El Inti Raymi —que significa “Fiesta del Sol”— es una de las celebraciones más importantes dentro del mundo andino, en la que se rinde culto a la deidad suprema. Actualmente, además del aspecto ceremonial, se llevan a cabo representaciones teatrales y de música y danzas tradicionales. Este festejo ocurre de forma anual durante el solsticio de invierno austral, en junio. Es, en definitiva, una experiencia que recomiendo vivir al menos una vez en la vida, aunque, quizá vas a querer repetirla.
Viajé a Cusco el año pasado para ser parte de esta celebración. Aunque, sin planearlo, terminaría yendo también a Machu Picchu, gracias a circunstancias muy afortunadas, que te contaré en otro artículo.
Dónde dormir en Cusco
Me hospedé en el hotel “JW Marriott El Convento Cusco”, ubicado a tres cuadras del Centro Histórico, en una construcción histórica: el antiguo Convento Colonial de San Agustín del Siglo XVI, declarado Patrimonio Cultural por el gobierno peruano.
12 horas en la ciudad de Cusco
Al entrar a este complejo de estilo boutique, en la recepción, sobresale una pieza de arte que representa a Inti, el Dios Sol, de fabricación austriaca, realizada por la firma Swarovski con 76 mil 500 cristales, que representan a un sol radiante.

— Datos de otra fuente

Issue #820, opened 2020-03-12
[Feature request] Get/SetCriticalMultiplier(object oPlayer, int nBaseItem)


silent-rock:
I'm not sure if it's possible, but it would be an awesome feature to have to be able to modify weapon's critical hit multiplier via nwnx_weapon plugin like the Weapon Master's Increased multiplier feat does.

Baaleos:
While not technically the same as a crit multiplier - the nwnx_damage plugin could adjust the damage to your hearts content, based on the same criteria.

`/// @struct NWNX_Damage_AttackEventData
/// @brief Attack Event Data
struct NWNX_Damage_AttackEventData
{
    object oTarget; ///< The target who took the damage
    int iBludgeoning; ///< Bludgeoning damage
    int iPierce; ///< Piercing damage
    int iSlash; ///< Slashing damage
    int iMagical; ///< Magical damage
    int iAcid; ///< Acid damage
    int iCold; ///< Cold damage
    int iDivine; ///< Divine damage
    int iElectrical; ///< Electrical damage
    int iFire; ///< Fire damage
    int iNegative; ///< Negative damage
    int iPositive; ///< Positive damage
    int iSonic; ///< Sonic damage
    int iBase; ///< Base damage
    int iAttackNumber; ///< 1-based index of the attack in current combat round
    int iAttackResult; ///< 1=hit, 3=critical hit, 4=miss, 8=concealed
    int iAttackType;   ///< 1=main hand, 2=offhand, 3-5=creature, 6=haste
    int iSneakAttack;  ///< 0=neither, 1=sneak attack, 2=death attack, 3=both
};`

You could catch the attack data, see if it is a critical hit, see if you have the required feat and then adjust the damage to match whatever you want.

Eg: If the players has the FIRE_WEAPON_FEAT (I just made that up)
The weapon has fire damage + it is a critical hit, then you double the fire damage etc.

mtijanic:
Should be easy. Just an exclusive hook on `CNWSCreatureStats::GetCriticalHitMultiplier`, call original, then read additional modifier from POS.
There's also `CNWSCreatureStats::GetCriticalHitRoll` for the threat range.

jd28:
Anyone interested in implementing something like this might well look at how Acaos did it https://github.com/NWNX/nwnx2-linux/tree/master/plugins/weapons approx. 12 years ago.

jd28:
[...]

PR #897, opened 2020-05-12
NWNX_Creature: Get/Set Critical Multiplier/Range Override/Modifier

WilliamDraco:
Generally resolves issue #820 - Implementation for specific BaseItems can be managed by NWScript.

PR adds a series of functions to:
- Get or Set
- Critical Multiplier, or the Critical Hit Range
- as either an Override, or a modifier of the default
- for either both hands, Main-hand only, or offhand only.

The character sheet adjusts appropriate when an appropriate trigger is called, but reacts poorly beyond reasonable values (which still function in combat).

Persistent via POS, but does require a Set Multiplier, and Set Range (either mod or ovr) to first-hook each of the functions - An issue which I'm told requires a more general solution.


Plugins/Creature/Creature.cpp
```diff
@@ -2147,12 +2157,342 @@ ArgumentStack Creature::JumpToLimbo(ArgumentStack&& args)
...
     return Services::Events::Arguments();
 }
 
+void Creature::InitCriticalMultiplierHook()
+{
+    static NWNXLib::Hooking::FunctionHook* pGetCriticalHitMultiplier_hook;
+    if (!pGetCriticalHitMultiplier_hook)
+    {
+        g_plugin->GetServices()->m_hooks->RequestExclusiveHook<Functions::_ZN17CNWSCreatureStats24GetCriticalHitMultiplierEi>(
+            +[](CNWSCreatureStats *pThis, bool bOffHand = false) -> int32_t
```
Daztek, line 2175: The `BOOL` type in the API is actually an int32_t, so `bool bOffHand = false` should be `int32_t bOffHand = false`.

Plugins/Creature/Creature.cpp
```diff
@@ -2147,12 +2157,342 @@ ArgumentStack Creature::JumpToLimbo(ArgumentStack&& args)
...
+    return Services::Events::Arguments(retVal);
+}
+
+void Creature::InitCriticalRangeHook()
+{
+    static NWNXLib::Hooking::FunctionHook* pGetCriticalHitRoll_hook;
+    if (!pGetCriticalHitRoll_hook)
+    {
+        g_plugin->GetServices()->m_hooks->RequestExclusiveHook<Functions::_ZN17CNWSCreatureStats18GetCriticalHitRollEi>(
+            +[](CNWSCreatureStats *pThis, bool bOffHand = false) -> int32_t
```
Daztek, line 2340: Same for this bool.

jd28:
For players these functions would really need to be gated by (Un)Equip, LevelUp/Down, (Un)ApplyEffect, etc (depending on how ambitious people want to get) events or they will be exploited.  So the persistence aspect might cause confusion.   Even the usage of POS over local vars I wonder about cause for NPCs it's easier to just set them in the toolset.  But these are stray thoughts, so feel free to ignore.

mtijanic:
This has been up for too long waiting for me to review. The API is fine, so I'm gonna merge it, and any changes to the backend can be done as a follow on.

Issue #741, opened 2018-08-02
GORULE:0000023 'Materialize annotations for inter-branch links in the GO' is not a rule


pgaudet:
GORULE:0000023  Materialize annotations for inter-branch links in the GO
This is very interesting - however it should go in other documentation, possibly the pipeline documentation ? where we document our products. 
People need to know that this data in being generated, how, and how to consume it. 

2 actions: 
1. Move this to documentation (Pascale) 
2. Deprecate this as a rule (Eric)

pgaudet:
@cmungall Is the text that is there OK to start the documentation ? Or please provide some text.

cmungall:
This is a rule. We can add a field that distinguishes constraint rules from generative rules.

PR #1032, opened 2019-03-19
This changes status to deprecated and removes the listed issue

dougli1sqrd:
From https://github.com/geneontology/go-site/issues/741


pgaudet:
Hi @cmungall 
I had proposed that the predictions made by inter-ontology be moved elsewhere - but where can they move ? As long as they don't have a new place to go we cannot merge this. 

Thanks, Pascale

Issue #790, opened 2018-08-29
Implement gorule-0000043: Allowed References for each ECO


pgaudet:

pgaudet:
@dougli1sqrd 
Can I change the format of the GO_refs to add which evidence codes are allowed ? Would that be a way to provide the information? 

See for ex: 
https://github.com/geneontology/go-site/blob/master/metadata/gorefs/goref-0000037.md

--- 
authors: UniProt-GOA
external_accession: 
  - "SGD_REF:S000148671 "
id: GO_REF:0000039
year: 2011
layout: goref
**+ ADD evidence_codes: ECO:000314, ECO:0002221, etc**
---

Would that work ? 

Thanks, Pascale

dougli1sqrd:
I like this idea. I'll make a PR for the reference schema.

dougli1sqrd:
https://github.com/geneontology/go-site/pull/1033

dougli1sqrd:
@pgaudet your new goref field is now available!

pgaudet:
thanks !

dougli1sqrd:
This is complete. The current effort is here: https://github.com/geneontology/go-site/issues/1177

PR #1033, opened 2019-03-19
adding allowed evidence to gorefs schema

dougli1sqrd:
This adds machine readable yaml for the go references for allowed ECO IDs used with a particular GO_REF. https://github.com/geneontology/go-site/issues/790#issuecomment-425160398


kltm:
Looking at reference, looks good to me. Merge if pass.

PR #1048, opened 2019-03-29
Change base URL for ZFIN

lpalbou:
@cmungall could you check this ? It is to answer an AGR demand to correct and simplify ZFIN URLs in the Ribbon (which uses amigo2-instance-data which uses this file): https://agr-jira.atlassian.net/browse/AGR-1350


cmungall:
I believe the example_id field should be the local_id (although I see now we are not consistent here)

PR #1052, opened 2019-04-02
Update tair.yaml

tberardini:
File no longer committed to svn but automated to be deposited at this URL on a quarterly basis.


tberardini:
@kltm @vanaukenk We've changed our file location as requested. Please check that I updated this yaml file correctly.

kltm:
Looks good to me.

PR #1058, opened 2019-04-17
align users.yaml and groups.yaml

kltm:
attempted fix for https://github.com/geneontology/noctua/issues/610 using groups.yaml as the invariant


kltm:
Minor changes, I'm going to self-review.

Issue #1066, opened 2019-04-26
Filter out CGD and AspDB from goa_uniprot_all.gaf


pgaudet:
Hello, 

We are loading CGD and AspDB twice: once from their own sources, and once from UniProt-all. We need to filter them out from UniProt-all. 

For example: http://amigo.geneontology.org/amigo/gene_product/CGD:CAL0000173998
and 
http://amigo.geneontology.org/amigo/gene_product/UniProtKB:Q5ABU7

Thanks, Pascale

pgaudet:
(this task is coming from #997)

kltm:
Source is goa_uniprot_all-src.gaf.gz

kltm:
Will need to add a GO Rule accordingly.

kltm:
Let's take an example line coming in:
`UniProtKB       Q5ABU7  MDR1            GO:0005887      PMID:20041202   IDA             C       Multidrug resistance protein 1  MDR1|BEN|BMR1|CAALFM_C603170CA|CaO19.13047|CaO19.5604   protein taxon:237561    20140625        CGD             `
Okay:
```
sjcarbon@moiraine:/tmp$:) grep "[[:space:]]CGD[[:space:]]" goa_uniprot_all_noiea.gaf |  cut -f 13 | sort | uniq -c | sort -n
     35 taxon:573826
   4383 taxon:284593
   5450 taxon:578454
  14522 taxon:237561
```
These strains should be added to cgd.yaml
Similarly:
```
sjcarbon@moiraine:/tmp$:) grep "[[:space:]]AspGD[[:space:]]" goa_uniprot_all_noiea.gaf |  cut -f 13 | sort | uniq -c | sort -n
  12718 taxon:330879
  13851 taxon:510516
  14628 taxon:227321
  23217 taxon:425011
```
These strains should be added to aspgd.yaml

pgaudet:
@marekskrzypek 
Can you export the above-mentioned taxa ?

kltm:
The greps in https://github.com/geneontology/go-site/issues/1066#issuecomment-487218802 now return no results.

PR #1067, opened 2019-04-26
attempt to fix filters for #1066

kltm:


kltm:
@cmungall We need this checked for #1066

kltm:
Moving ahead.

PR #1073, opened 2019-05-02
Update users.yaml

suzialeksander:
adding new SGD curator


kltm:
Assuming @suzialeksander knows who their curators are.

PR #1074, opened 2019-05-07
goa all awk script now outputs a basic report on all skipped lines

dougli1sqrd:


kltm:
Assuming this is as discussed yesterday.

Issue #1072, opened 2019-05-02
Make use of new standalone ontology products in pipeline


balhoff:
The "pre-merged, standalone ontologies" ticket is done now in go-ontology: https://github.com/geneontology/go-ontology/issues/16876

I'm not sure what needs to change here, but this is just a request to point directly to the newly built ontology files for go-plus or go-gaf for use in the later pipeline steps (instead of referencing them via PURL). These now have all imports merged in, so no use of a catalog is needed.

dougli1sqrd:
https://github.com/geneontology/go-site/pull/1076
This is clearing now, let's wait for the next run and we can close it tomorrow.

pgaudet:
Can this be closed ? Does this belong to a project (for reporting purposes)

kltm:
@pgaudet This cannot be closed.

PR #1075, opened 2019-05-07
pipeline now just downloads the big ontology instead of using owltools to grab imports

dougli1sqrd:
For https://github.com/geneontology/go-site/issues/1072


kltm:
As the target seems the same, assuming no real difference here (besides not dealing with imports).

PR #1076, opened 2019-05-07
switching to snapshot url

dougli1sqrd:


pipeline/Makefile
```diff
@@ -44,7 +44,7 @@ target/go-ontology.json:
 
 GAF_OWL = target/go-gaf.owl
 $(GAF_OWL):
-	wget --no-check-certificate $(OBO)/go/extensions/go-gaf.owl -O $@.tmp && mv $@.tmp $@ && touch $@
+	wget --no-check-certificate $(OBO)/go/snapshot/extensions/go-gaf.owl -O $@.tmp && mv $@.tmp $@ && touch $@
```
balhoff: @dougli1sqrd @kltm just curious will this point to the ontology file just built within the same run? Or is it the previous successful snapshot?

kltm: The latter apparently. For doing the "single pass downloads" this would have to reference an internal URL. The is no worse than what we had before.

balhoff: I guess so but it seems like this will continue some of the mysterious behavior that requires two runs to get right.

PR #1080, opened 2019-05-08
fixing broken zip product in goa_uniprot_all

dougli1sqrd:
For finishing off https://github.com/geneontology/pipeline/issues/93

This correctly `mv`s the .tmp file into the real named file, that the gzip command is expecting.

This was not caught because there were stale products already existing with the right name from older local builds on my machine.


kltm:
Assuming things are where I think they are, looks good.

Lo primero que hice, después del check-in y de tomar una bebida de bienvenida, fue conocer mi habitación, la cual estaba acondicionada con un sistema de oxigenación complementaria (20% adicional) para evitar el mal de altura, que es común en este destino ubicado a 3 mil 400 msnm.

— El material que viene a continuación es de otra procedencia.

Issue #1082, opened 2019-05-08
Refine gorule-0000033 to be a warning and the wording relaxed and ontobio impl


dougli1sqrd:
We should refine https://github.com/geneontology/go-site/blob/master/metadata/rules/gorule-0000033.md so that fail_mode=soft, because there is too high a chance of removing valid annotations (e.g. if a group provides a MOD ID but no PMID)

gorule 33 currently is worded very aggressively. The wording implies that we can understand which IDs are synonyms. 

We should change this to assume that different IDs *are* synonyms, and then `repair` the reference that is the DB ID by removing it, leaving only the GO_REF or PMID, etc (full list is in the current go rule).

Closing this ticket comes along with an ontobio implementation.
(See also https://github.com/geneontology/go-site/issues/1063#issuecomment-490651143)

pgaudet:
We need to fist get the MODs to remove their publication IDs from the files they provide. 

We should focus the work on rules that are 'approved' (or incorrectly implemented). 

Thanks, Pascale

dougli1sqrd:
The implementation of this rule will remove the Group specific ID. This is only coming up because of https://github.com/geneontology/go-site/issues/1063#issuecomment-490651143.

pgaudet:
I changed the status to approved. 

We should notify contributing groups. Who can do that ?

dougli1sqrd:
https://github.com/geneontology/go-site/pull/1083

dougli1sqrd:
@pgaudet I'm not sure how that would work, what are the normal channels to do this?

pgaudet:
Annotation calls, go-consortium email list, and go-announcements repo.

dougli1sqrd:
https://github.com/geneontology/go-site/pull/1197

pgaudet:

Aunque ha sido restaurado, en el hotel se aprecian restos de los periodos Pre-Inca, Inca, Colonial, Republicano y Contemporáneo. Durante un recorrido, por las ventanas arqueológicas, me explicaron que el antiguo convento se comenzó a construir en 1580 y las obras se extendieron por más de 80 años. Durante este periodo, en 1650, un terremoto destruyó la ciudad y también el edificio religioso.

Una maravilla en sí mismo
JW Marriott El Convento Cusco cuenta con un total de 153 habitaciones, muchas menos que otros complejos de la firma, así que la estadía se siente privada. La Suite Imperial, de 90 metros cuadrados, tiene sala, comedor, baño principal con dos lavabos y baño de visitas, dormitorio, walking closet, dos pantallas de 42 pulgadas y una terraza, además, puede conectarse con una habitación Deluxe.
El hotel también ofrece servicio de spa y áreas húmedas, en esta zona se encuentra una alberca de tamaño suficiente para relajarte o nadar.

Comida que te hace sentir bien
Durante mi estancia en el complejo pude notar la relevancia que se pone a la alimentación; desde los cocteles sin alcohol que se ofrecen a manera de brebajes hasta el cuidado con las alergias e intolerancias.
La gastronomía peruana es abundante y deliciosa, pero en el restaurante de este hotel se siente también saludable, con el uso de ingredientes que no pueden faltar, como quinoa y papa, y preparaciones pensadas para cada día. Por ejemplo, cuando llegué, junto a un grupo de periodistas de distintas latitudes, nos ofrecieron un caldito de vegetales, una comida ligera porque la digestión suele ser más lenta debido a la altura.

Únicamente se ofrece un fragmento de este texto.